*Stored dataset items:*
-- Opening Marker --
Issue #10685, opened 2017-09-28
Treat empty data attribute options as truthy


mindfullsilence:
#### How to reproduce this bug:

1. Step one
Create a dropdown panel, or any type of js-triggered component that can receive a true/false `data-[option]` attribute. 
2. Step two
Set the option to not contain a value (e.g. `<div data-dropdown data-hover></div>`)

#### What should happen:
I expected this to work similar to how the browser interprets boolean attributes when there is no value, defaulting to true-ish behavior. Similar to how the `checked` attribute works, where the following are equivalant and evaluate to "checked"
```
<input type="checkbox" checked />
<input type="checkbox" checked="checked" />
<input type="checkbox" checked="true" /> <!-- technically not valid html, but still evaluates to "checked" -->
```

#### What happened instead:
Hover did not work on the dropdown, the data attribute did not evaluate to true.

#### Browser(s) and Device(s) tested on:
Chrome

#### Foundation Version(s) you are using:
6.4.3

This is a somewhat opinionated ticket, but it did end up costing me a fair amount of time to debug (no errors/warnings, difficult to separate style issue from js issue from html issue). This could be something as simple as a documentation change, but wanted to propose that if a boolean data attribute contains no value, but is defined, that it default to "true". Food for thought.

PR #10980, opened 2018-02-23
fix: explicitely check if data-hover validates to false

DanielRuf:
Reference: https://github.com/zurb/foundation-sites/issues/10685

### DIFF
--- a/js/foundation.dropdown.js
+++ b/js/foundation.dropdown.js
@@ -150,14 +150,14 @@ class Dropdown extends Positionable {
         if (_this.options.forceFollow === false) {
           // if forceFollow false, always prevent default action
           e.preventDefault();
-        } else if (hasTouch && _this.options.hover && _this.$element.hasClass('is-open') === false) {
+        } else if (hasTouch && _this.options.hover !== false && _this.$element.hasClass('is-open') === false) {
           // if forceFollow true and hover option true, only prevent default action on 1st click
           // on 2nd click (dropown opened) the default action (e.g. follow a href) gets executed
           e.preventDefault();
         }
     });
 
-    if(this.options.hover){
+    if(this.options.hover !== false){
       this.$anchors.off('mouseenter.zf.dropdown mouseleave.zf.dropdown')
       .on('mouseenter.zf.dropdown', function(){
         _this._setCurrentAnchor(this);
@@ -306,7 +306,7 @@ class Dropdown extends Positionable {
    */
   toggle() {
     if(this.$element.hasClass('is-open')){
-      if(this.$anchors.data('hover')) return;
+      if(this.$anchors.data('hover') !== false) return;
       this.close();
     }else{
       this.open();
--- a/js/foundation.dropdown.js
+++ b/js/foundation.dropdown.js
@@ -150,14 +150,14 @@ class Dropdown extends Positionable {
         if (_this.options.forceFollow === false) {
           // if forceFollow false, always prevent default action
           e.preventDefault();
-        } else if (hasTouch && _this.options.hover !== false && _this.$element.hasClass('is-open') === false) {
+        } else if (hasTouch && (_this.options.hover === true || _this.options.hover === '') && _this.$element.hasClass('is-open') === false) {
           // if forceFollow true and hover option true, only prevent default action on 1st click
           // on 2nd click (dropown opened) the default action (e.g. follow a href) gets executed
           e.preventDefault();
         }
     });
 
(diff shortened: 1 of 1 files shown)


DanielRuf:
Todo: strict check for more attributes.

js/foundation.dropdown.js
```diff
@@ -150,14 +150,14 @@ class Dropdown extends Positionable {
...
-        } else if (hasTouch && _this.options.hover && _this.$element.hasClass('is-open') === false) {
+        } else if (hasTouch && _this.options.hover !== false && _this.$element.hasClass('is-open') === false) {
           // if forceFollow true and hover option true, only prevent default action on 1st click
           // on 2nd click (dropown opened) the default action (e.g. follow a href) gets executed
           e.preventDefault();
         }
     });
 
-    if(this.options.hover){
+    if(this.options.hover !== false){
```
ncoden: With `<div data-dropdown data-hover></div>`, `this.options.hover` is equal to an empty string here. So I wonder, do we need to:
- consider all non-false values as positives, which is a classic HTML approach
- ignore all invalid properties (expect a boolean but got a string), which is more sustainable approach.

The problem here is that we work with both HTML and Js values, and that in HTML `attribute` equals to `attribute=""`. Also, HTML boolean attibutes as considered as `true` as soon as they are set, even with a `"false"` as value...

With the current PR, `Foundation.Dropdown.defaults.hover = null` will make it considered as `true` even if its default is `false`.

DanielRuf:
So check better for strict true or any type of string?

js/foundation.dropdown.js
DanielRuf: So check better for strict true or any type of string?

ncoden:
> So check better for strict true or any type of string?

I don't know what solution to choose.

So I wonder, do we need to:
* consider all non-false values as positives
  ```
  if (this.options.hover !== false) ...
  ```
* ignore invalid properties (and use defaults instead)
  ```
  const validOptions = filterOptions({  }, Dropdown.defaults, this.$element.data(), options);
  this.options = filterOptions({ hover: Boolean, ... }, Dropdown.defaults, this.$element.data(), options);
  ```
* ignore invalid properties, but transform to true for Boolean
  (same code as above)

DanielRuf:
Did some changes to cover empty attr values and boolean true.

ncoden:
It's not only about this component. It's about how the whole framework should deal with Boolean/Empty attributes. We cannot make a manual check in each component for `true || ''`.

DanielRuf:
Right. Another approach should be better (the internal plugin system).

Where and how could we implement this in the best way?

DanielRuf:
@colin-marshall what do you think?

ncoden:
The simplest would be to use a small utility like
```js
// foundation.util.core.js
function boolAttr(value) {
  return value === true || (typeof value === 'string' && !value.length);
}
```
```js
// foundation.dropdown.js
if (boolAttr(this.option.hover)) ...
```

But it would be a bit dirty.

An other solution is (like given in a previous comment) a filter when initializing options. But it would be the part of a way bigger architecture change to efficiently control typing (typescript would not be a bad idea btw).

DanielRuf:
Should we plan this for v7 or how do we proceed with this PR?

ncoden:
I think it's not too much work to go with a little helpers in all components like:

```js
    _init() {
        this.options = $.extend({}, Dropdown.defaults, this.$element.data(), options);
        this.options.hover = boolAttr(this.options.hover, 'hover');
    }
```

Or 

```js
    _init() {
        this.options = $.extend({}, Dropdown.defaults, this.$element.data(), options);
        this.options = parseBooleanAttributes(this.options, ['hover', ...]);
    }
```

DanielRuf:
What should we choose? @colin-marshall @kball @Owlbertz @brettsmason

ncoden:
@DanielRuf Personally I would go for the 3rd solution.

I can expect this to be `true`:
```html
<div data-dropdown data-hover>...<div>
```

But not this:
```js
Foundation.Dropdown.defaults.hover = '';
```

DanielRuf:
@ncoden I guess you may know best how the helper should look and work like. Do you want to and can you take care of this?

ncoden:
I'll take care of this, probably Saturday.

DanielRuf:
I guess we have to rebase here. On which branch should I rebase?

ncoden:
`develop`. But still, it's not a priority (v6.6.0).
-- Closing Marker --
*WHAT YOU HAVE TO DO:* Where the word "properties" appears in a line of the entries above, count that line; give only the number.

*ANSWER TO THIS TASK:* 3